EXERCISE AIM: Pick each line containing the word "TestDontUpdatePodWithOOMOnlyOnOneContainer" out of the data below.

DATA RECORDS:
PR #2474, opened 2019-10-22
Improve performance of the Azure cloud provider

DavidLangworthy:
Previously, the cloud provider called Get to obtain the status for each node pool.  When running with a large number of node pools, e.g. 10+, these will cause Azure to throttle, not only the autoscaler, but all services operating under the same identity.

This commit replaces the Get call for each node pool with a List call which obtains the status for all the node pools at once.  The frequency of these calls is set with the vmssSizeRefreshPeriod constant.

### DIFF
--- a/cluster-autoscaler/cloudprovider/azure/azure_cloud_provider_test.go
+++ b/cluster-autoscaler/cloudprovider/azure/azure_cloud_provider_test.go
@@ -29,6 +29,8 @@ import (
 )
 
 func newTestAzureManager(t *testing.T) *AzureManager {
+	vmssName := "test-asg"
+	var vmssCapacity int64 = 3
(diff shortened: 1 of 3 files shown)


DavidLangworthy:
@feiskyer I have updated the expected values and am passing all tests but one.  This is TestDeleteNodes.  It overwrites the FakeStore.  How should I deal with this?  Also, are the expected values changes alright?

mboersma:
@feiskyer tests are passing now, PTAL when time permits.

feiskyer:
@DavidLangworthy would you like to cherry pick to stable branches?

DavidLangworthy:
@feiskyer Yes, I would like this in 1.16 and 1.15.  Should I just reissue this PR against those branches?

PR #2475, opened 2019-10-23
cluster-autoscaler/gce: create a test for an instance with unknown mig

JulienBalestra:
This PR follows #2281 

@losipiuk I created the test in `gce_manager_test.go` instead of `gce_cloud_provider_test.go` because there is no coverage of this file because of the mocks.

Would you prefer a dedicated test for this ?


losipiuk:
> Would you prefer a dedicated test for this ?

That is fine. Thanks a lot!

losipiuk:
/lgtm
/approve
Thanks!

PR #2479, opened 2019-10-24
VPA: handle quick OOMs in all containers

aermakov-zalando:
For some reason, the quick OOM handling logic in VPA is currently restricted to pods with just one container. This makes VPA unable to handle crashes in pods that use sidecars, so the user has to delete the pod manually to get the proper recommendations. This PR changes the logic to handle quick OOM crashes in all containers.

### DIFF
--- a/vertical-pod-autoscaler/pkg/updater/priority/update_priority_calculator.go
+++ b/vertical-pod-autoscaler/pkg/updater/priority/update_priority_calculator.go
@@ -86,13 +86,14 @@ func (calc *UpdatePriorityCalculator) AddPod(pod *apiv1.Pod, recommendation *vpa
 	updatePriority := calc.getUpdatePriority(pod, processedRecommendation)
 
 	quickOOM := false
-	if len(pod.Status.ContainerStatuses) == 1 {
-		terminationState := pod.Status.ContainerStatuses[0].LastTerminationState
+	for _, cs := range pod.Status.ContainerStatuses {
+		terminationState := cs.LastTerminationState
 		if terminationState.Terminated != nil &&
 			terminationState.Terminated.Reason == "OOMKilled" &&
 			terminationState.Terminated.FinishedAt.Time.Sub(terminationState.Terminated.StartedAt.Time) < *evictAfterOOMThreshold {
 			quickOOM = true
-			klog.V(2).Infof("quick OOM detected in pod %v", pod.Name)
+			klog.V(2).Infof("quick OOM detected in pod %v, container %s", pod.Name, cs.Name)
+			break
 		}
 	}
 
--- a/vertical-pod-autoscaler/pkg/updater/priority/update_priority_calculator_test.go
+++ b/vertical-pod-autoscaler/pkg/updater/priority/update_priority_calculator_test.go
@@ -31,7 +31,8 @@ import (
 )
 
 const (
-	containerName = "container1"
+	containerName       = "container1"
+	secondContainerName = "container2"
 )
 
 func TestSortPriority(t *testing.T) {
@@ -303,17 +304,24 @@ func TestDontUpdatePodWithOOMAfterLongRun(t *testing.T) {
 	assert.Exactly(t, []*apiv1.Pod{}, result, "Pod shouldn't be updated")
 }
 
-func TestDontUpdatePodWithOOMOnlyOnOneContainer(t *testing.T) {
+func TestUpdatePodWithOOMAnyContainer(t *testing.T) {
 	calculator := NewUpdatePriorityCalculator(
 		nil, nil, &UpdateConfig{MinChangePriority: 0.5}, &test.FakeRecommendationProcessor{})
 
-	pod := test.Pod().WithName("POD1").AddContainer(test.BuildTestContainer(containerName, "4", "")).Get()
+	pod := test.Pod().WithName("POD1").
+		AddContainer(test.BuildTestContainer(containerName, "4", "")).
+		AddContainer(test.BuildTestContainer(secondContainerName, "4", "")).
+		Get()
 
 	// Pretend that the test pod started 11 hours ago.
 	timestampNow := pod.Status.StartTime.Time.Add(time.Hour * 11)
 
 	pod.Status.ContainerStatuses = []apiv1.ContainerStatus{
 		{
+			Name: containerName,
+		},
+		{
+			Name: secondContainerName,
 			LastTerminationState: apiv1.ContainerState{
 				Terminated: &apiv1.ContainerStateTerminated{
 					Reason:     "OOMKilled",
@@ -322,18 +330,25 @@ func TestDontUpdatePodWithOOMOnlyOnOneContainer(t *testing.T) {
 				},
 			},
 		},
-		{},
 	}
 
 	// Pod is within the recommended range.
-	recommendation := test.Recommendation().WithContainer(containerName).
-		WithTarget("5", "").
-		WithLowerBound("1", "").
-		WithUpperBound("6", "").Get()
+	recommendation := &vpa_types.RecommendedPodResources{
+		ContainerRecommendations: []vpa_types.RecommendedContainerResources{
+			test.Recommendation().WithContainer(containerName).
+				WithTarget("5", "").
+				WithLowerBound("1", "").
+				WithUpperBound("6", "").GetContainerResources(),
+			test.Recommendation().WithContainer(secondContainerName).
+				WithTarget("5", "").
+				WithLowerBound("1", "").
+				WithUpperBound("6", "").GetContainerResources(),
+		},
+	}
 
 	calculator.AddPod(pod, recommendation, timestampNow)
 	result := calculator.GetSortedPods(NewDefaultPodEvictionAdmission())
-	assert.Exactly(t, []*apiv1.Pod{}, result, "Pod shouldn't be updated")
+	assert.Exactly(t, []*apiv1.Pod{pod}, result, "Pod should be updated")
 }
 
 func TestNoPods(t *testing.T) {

ANSWER BELOW:
-func TestDontUpdatePodWithOOMOnlyOnOneContainer(t *testing.T) {
@@ -322,18 +330,25 @@ func TestDontUpdatePodWithOOMOnlyOnOneContainer(t *testing.T) {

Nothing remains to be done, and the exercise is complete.